● WORK REQUEST: Go through the records line by line from the top and repeat each one exactly, ending with the line that contains "PR #1101, opened 2018-04-18".

● Recorded data:
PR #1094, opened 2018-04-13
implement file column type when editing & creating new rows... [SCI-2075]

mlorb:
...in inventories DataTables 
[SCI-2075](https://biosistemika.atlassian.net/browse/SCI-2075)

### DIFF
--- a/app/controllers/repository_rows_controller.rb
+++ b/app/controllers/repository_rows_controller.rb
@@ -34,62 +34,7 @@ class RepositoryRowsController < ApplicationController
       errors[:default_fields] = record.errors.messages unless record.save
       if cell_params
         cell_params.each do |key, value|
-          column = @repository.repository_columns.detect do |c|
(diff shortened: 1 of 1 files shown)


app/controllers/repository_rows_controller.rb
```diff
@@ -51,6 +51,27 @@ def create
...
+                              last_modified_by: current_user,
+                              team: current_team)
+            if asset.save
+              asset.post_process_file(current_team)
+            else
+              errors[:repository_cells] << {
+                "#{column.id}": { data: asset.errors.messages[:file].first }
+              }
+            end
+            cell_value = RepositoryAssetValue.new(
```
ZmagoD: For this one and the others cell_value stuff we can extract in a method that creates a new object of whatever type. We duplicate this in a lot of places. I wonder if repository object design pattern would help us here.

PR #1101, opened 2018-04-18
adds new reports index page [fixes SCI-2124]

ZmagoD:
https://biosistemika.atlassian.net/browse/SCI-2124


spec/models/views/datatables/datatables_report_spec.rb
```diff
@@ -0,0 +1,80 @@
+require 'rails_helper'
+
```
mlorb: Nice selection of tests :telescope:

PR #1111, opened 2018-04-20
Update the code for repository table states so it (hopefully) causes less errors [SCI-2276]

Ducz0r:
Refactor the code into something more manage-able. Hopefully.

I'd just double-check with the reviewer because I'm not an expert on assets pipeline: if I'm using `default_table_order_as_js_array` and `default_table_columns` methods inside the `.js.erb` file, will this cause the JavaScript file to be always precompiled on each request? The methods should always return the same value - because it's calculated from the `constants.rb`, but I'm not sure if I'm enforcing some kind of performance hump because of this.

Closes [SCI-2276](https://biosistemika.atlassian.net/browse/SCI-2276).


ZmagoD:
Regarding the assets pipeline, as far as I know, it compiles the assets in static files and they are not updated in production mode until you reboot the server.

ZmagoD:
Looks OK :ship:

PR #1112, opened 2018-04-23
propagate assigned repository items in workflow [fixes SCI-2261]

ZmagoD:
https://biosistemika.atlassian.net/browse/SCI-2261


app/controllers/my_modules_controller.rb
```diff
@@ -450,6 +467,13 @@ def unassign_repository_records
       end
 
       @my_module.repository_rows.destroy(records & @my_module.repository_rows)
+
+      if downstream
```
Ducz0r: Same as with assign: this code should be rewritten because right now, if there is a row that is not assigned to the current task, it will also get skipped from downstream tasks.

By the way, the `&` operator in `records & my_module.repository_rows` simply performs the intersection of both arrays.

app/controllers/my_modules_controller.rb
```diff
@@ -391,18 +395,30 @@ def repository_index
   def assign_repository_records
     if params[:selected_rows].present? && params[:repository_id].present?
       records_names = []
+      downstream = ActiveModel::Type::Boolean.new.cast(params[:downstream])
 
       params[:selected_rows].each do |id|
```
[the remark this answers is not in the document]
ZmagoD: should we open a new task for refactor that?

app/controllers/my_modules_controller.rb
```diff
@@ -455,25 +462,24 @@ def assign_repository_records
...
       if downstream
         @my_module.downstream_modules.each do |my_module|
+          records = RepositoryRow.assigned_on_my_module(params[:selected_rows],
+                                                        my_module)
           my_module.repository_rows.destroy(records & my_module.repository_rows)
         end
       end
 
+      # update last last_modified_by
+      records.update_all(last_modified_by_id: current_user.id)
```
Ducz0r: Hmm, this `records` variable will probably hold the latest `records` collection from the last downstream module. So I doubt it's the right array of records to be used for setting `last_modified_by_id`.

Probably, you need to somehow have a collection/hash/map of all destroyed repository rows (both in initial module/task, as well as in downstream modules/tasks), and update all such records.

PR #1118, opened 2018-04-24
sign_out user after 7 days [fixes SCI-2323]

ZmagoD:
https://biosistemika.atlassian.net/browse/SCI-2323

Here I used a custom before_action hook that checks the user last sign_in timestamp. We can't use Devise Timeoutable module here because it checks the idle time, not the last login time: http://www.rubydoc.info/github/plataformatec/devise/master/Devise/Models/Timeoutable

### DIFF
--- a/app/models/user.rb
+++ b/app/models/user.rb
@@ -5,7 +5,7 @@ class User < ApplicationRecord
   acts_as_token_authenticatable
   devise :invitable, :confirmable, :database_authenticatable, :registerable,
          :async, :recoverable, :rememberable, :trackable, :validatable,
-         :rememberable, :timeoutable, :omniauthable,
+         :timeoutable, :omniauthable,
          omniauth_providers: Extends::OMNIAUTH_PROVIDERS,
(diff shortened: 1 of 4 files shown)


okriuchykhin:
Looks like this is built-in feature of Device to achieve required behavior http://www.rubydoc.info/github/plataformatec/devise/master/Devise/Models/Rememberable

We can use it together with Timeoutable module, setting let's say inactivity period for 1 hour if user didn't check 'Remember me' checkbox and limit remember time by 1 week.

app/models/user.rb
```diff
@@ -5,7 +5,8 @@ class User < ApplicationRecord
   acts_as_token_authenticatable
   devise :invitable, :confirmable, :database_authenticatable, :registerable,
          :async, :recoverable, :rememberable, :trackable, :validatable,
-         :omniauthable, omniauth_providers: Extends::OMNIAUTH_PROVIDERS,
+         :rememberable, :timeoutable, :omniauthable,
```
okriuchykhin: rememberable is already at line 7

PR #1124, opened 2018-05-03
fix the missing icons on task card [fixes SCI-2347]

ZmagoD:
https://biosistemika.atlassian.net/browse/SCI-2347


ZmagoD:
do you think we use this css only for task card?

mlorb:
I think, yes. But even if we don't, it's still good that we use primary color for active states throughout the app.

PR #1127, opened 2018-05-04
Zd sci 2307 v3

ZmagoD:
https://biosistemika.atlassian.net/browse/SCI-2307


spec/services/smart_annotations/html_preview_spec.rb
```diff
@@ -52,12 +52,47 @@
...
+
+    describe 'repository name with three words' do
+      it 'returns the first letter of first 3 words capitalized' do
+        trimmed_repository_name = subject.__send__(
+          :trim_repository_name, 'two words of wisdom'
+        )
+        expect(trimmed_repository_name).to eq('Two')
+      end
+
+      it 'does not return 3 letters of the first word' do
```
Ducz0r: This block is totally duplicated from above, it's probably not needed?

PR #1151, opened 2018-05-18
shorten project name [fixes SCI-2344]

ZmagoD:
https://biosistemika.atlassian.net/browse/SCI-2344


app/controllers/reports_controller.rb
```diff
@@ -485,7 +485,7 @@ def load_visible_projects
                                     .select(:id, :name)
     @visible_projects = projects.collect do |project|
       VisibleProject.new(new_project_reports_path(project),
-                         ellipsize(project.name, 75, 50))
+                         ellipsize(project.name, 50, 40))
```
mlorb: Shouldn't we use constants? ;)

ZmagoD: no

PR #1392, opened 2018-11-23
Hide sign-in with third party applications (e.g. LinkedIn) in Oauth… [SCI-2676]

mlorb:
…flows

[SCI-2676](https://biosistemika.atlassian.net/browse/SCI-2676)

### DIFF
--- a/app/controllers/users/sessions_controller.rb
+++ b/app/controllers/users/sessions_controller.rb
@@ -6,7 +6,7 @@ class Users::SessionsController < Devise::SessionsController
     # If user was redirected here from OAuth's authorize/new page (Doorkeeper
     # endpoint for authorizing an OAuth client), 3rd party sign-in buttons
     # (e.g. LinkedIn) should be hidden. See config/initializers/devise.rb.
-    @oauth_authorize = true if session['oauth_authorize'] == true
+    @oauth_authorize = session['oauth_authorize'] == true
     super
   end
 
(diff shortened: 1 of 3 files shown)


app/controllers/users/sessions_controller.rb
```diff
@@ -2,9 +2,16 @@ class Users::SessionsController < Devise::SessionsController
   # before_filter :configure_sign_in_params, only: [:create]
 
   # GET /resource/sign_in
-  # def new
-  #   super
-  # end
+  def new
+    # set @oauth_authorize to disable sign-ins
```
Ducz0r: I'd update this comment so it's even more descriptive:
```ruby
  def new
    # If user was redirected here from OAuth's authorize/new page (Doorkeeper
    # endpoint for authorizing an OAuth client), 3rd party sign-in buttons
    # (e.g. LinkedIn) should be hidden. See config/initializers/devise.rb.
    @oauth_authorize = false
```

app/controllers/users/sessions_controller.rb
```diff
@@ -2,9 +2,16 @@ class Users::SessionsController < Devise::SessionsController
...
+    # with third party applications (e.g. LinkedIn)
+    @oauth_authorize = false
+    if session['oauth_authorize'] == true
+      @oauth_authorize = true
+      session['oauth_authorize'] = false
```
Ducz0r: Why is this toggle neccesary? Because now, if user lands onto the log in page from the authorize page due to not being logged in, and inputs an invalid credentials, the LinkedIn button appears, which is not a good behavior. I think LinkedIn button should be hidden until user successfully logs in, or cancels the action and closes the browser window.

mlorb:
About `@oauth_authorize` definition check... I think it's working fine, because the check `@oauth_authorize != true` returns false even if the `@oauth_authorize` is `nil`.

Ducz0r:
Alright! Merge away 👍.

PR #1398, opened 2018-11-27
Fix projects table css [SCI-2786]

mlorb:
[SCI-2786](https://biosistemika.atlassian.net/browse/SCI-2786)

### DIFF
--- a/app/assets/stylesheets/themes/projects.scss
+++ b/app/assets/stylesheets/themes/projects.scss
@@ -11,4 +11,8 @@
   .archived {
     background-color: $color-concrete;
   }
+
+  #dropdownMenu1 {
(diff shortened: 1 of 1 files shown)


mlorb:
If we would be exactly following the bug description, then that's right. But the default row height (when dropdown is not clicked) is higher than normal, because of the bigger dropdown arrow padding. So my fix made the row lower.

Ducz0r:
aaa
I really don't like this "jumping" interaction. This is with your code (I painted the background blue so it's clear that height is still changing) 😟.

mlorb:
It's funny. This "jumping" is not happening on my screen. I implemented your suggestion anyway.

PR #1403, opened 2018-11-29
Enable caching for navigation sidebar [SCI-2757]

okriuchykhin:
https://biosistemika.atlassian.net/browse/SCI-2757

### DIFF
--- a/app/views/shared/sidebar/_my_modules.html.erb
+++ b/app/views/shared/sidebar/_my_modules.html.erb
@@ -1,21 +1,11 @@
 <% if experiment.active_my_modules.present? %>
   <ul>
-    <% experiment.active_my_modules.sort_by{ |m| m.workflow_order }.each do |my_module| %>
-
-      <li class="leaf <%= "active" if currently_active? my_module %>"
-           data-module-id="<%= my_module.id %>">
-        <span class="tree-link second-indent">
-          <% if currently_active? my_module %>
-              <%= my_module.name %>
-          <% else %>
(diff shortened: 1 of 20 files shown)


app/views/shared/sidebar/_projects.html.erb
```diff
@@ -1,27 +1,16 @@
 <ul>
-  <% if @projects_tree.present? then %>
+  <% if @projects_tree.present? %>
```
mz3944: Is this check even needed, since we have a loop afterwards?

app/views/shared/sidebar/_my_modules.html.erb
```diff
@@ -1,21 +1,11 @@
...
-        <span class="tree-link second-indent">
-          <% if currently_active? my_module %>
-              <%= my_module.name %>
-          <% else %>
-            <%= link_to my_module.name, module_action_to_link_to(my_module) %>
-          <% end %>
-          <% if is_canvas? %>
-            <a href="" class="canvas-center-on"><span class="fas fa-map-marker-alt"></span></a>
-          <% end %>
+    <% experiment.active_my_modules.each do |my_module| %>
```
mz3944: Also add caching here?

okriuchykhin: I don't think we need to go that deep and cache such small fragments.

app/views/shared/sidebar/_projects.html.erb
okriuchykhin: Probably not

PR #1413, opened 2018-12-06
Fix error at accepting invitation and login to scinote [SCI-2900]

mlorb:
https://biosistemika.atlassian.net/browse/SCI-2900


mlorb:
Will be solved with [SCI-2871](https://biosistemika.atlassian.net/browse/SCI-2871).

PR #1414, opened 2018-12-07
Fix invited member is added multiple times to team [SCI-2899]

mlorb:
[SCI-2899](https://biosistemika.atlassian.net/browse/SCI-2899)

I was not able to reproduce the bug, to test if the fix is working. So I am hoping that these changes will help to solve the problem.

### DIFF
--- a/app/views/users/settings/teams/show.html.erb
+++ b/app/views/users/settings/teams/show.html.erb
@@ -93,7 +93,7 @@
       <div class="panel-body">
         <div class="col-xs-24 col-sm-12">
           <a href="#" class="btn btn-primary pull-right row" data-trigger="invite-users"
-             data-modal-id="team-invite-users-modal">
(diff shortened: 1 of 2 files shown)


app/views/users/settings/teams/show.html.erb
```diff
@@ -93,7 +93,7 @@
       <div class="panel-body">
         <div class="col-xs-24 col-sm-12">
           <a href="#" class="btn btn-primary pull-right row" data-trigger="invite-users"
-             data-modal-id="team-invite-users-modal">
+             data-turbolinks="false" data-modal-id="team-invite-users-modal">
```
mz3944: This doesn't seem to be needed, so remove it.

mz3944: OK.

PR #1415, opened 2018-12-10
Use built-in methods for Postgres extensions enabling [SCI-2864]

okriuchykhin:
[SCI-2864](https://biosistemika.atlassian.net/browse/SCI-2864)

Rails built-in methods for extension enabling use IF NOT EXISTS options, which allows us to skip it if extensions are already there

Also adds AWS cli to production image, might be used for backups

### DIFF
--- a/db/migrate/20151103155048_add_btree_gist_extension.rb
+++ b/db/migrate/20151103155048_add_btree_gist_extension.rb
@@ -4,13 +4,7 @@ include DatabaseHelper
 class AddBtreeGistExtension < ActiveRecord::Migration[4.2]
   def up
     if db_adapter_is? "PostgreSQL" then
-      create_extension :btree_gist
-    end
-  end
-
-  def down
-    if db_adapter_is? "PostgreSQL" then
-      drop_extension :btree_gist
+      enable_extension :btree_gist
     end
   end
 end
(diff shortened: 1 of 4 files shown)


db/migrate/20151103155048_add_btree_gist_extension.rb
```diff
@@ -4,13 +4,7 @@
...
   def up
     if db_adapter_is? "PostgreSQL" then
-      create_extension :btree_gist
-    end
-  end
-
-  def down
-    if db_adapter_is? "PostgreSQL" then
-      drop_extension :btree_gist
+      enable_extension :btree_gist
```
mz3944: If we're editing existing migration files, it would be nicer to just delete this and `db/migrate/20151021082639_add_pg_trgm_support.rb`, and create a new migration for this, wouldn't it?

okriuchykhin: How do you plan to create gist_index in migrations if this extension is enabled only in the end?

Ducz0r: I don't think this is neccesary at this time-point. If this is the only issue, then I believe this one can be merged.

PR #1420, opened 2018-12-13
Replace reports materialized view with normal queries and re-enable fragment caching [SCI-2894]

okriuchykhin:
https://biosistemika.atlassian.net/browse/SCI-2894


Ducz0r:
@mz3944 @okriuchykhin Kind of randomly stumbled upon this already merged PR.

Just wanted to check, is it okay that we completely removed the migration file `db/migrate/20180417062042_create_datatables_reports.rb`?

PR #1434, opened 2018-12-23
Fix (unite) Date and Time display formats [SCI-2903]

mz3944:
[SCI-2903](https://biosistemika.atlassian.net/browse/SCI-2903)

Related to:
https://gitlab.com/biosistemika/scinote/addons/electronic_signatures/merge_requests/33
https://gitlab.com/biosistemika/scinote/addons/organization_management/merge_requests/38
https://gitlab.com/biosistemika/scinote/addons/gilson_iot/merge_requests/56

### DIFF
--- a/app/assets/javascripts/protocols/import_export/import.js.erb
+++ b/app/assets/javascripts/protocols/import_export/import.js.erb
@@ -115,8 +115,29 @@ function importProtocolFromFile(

● EXPECTED ANSWER:
PR #1094, opened 2018-04-13
implement file column type when editing & creating new rows... [SCI-2075]

mlorb:
...in inventories DataTables 
[SCI-2075](https://biosistemika.atlassian.net/browse/SCI-2075)

### DIFF
--- a/app/controllers/repository_rows_controller.rb
+++ b/app/controllers/repository_rows_controller.rb
@@ -34,62 +34,7 @@ class RepositoryRowsController < ApplicationController
       errors[:default_fields] = record.errors.messages unless record.save
       if cell_params
         cell_params.each do |key, value|
-          column = @repository.repository_columns.detect do |c|
(diff shortened: 1 of 1 files shown)


app/controllers/repository_rows_controller.rb
```diff
@@ -51,6 +51,27 @@ def create
...
+                              last_modified_by: current_user,
+                              team: current_team)
+            if asset.save
+              asset.post_process_file(current_team)
+            else
+              errors[:repository_cells] << {
+                "#{column.id}": { data: asset.errors.messages[:file].first }
+              }
+            end
+            cell_value = RepositoryAssetValue.new(
```
ZmagoD: For this one and the others cell_value stuff we can extract in a method that creates a new object of whatever type. We duplicate this in a lot of places. I wonder if repository object design pattern would help us here.

PR #1101, opened 2018-04-18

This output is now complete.